All that is wanted is a word-for-word copy of the data from its first line to the line containing "I started reading", both included.

(Beginning of GIVEN ENTRIES)

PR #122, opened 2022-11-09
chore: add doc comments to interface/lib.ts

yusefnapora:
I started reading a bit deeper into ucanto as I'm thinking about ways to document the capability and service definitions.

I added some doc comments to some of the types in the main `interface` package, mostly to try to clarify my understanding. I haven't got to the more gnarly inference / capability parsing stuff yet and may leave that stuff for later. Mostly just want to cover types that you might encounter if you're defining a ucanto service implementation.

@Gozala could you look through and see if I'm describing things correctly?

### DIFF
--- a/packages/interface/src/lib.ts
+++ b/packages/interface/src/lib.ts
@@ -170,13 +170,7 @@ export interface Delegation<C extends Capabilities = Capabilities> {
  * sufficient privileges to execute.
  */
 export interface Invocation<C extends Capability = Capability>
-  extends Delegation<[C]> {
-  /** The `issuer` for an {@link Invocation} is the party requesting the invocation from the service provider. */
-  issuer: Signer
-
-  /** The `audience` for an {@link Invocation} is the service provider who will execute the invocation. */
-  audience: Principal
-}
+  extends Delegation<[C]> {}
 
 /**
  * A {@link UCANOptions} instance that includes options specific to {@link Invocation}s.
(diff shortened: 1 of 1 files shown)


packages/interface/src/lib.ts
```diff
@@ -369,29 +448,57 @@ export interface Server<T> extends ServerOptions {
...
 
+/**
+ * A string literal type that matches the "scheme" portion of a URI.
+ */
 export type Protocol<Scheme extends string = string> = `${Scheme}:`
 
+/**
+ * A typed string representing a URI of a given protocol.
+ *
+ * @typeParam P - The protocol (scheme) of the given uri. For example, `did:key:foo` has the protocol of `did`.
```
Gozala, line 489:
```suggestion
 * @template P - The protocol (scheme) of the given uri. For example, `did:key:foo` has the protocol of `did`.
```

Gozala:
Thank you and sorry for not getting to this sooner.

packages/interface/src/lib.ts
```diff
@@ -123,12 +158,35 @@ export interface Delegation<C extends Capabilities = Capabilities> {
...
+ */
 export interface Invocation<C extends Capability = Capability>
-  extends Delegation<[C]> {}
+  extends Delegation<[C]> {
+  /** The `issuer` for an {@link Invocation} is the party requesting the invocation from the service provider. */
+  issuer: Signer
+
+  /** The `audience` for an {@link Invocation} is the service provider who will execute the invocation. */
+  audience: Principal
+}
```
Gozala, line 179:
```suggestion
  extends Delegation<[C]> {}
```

(End of GIVEN ENTRIES)

▶ _SOLUTION FOR THIS EXERCISE_:
PR #122, opened 2022-11-09
chore: add doc comments to interface/lib.ts

yusefnapora:
I started reading a bit deeper into ucanto as I'm thinking about ways to document the capability and service definitions.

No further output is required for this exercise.